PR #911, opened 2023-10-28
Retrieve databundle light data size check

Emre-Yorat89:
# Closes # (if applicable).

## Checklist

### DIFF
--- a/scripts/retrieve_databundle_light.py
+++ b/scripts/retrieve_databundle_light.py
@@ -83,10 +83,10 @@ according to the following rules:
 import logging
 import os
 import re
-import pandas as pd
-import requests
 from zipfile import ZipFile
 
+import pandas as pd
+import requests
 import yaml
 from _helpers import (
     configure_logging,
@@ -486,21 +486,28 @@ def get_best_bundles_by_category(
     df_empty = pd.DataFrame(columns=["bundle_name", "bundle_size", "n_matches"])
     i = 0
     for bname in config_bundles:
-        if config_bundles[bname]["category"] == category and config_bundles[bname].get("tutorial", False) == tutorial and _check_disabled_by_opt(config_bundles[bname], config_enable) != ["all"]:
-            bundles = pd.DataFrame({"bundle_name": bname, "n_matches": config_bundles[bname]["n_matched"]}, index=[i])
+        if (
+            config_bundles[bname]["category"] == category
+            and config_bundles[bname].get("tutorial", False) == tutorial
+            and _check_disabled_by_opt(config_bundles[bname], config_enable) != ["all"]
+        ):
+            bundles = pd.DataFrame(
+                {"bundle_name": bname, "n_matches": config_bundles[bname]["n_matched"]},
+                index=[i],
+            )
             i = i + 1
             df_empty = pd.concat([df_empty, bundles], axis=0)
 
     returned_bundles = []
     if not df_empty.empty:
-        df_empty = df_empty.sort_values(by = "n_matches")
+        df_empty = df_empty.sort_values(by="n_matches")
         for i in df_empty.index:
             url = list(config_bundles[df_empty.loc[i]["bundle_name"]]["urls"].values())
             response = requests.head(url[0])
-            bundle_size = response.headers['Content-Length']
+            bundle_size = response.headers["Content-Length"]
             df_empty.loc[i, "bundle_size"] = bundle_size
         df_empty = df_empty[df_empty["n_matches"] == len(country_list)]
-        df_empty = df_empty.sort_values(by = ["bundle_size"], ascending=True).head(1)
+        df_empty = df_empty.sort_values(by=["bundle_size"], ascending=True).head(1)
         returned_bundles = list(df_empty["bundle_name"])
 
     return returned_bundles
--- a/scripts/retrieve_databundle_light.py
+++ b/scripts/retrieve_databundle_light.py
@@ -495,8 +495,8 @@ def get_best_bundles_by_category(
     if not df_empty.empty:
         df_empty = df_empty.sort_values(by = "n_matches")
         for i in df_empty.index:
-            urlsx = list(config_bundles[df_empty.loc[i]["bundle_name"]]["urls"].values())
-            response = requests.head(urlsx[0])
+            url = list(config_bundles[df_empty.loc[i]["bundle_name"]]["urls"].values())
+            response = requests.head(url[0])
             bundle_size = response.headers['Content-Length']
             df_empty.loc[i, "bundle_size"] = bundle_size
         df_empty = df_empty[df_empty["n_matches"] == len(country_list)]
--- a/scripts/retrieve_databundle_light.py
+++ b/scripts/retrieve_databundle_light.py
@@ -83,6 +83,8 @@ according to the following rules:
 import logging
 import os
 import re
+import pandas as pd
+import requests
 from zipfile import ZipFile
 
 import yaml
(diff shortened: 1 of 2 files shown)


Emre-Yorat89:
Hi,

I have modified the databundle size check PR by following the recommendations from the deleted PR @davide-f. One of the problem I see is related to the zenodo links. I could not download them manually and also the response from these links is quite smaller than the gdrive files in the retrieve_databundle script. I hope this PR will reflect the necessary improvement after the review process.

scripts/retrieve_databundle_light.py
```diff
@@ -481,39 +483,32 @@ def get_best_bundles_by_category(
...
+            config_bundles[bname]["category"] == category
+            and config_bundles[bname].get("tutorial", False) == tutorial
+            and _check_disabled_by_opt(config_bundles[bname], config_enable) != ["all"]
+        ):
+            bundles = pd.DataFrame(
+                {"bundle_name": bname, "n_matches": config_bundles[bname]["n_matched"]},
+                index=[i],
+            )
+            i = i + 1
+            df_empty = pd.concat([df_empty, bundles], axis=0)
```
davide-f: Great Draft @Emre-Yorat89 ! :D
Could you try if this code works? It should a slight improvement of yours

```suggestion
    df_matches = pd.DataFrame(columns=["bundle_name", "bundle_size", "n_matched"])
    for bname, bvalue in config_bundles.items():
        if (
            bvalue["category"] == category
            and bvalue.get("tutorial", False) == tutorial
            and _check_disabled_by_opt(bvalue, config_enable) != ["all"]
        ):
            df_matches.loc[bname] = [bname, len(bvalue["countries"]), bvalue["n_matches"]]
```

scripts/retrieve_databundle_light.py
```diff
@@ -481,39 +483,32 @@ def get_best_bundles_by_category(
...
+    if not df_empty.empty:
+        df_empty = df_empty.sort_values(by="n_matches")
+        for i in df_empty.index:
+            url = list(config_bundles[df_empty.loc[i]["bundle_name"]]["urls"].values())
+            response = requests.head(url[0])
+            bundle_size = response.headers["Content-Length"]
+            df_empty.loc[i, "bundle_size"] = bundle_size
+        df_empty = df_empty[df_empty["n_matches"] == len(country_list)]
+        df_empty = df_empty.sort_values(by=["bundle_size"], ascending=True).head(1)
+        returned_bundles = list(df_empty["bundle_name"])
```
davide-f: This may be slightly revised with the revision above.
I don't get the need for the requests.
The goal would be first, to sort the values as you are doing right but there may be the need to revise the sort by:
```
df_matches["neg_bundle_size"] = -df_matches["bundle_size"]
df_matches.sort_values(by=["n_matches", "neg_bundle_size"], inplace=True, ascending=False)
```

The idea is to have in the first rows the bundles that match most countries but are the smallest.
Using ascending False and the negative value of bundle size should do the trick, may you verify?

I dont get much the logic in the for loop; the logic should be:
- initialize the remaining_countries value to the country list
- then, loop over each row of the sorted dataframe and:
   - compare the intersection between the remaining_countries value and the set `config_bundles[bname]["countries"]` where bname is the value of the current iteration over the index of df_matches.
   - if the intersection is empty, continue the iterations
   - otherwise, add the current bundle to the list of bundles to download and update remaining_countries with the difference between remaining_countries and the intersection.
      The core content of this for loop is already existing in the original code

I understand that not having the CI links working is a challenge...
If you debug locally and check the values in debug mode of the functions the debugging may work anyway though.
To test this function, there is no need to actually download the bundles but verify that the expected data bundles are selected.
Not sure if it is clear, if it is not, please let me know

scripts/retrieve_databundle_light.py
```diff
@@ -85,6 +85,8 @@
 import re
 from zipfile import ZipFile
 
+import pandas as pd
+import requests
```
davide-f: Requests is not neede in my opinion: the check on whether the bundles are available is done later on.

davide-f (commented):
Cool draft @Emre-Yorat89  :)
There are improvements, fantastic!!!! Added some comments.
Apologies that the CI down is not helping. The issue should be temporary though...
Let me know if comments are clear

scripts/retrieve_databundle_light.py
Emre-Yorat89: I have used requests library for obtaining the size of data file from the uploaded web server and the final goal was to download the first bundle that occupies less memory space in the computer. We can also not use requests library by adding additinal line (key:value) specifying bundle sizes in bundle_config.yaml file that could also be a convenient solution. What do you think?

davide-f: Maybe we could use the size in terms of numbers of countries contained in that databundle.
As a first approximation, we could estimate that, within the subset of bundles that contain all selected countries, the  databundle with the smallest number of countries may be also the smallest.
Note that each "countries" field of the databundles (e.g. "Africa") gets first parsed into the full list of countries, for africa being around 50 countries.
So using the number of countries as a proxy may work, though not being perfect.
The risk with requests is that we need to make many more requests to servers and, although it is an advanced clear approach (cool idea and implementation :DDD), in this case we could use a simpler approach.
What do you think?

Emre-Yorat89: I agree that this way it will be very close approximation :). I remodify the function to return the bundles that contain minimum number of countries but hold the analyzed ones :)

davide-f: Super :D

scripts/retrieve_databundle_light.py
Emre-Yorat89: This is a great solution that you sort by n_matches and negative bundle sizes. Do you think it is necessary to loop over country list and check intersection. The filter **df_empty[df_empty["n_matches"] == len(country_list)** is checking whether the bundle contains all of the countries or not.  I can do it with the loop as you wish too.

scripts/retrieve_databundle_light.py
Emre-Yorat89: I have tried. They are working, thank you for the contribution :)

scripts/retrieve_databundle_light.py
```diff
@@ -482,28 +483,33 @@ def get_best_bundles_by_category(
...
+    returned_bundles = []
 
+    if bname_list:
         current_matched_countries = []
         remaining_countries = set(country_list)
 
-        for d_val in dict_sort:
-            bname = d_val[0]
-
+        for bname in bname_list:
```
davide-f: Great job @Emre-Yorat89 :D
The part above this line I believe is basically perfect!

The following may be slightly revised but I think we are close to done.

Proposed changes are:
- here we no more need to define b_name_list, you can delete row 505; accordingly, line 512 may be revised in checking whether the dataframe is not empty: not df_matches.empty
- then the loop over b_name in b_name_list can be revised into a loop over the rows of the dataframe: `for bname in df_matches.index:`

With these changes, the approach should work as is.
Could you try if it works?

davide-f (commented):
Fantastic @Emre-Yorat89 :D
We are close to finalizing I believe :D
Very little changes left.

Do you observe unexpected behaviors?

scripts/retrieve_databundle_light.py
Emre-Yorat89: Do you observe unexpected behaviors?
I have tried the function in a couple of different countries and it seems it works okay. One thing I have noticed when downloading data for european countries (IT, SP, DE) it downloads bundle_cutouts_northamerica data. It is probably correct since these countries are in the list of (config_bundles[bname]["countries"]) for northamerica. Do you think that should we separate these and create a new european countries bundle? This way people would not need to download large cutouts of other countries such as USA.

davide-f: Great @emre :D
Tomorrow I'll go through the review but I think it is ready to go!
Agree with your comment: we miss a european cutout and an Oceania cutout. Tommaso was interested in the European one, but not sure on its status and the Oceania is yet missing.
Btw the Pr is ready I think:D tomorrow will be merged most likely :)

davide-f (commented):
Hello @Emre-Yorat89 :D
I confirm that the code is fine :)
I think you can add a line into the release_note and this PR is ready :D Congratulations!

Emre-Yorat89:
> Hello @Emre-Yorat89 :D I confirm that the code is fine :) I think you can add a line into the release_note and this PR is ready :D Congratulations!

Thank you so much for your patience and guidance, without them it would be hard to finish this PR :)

____________________

• **WORK REQUIRED**: Across all the records above, how many lines hold the word "Hello"? Answer with only that number.

• **OUTPUT FOR THIS EXERCISE**: 2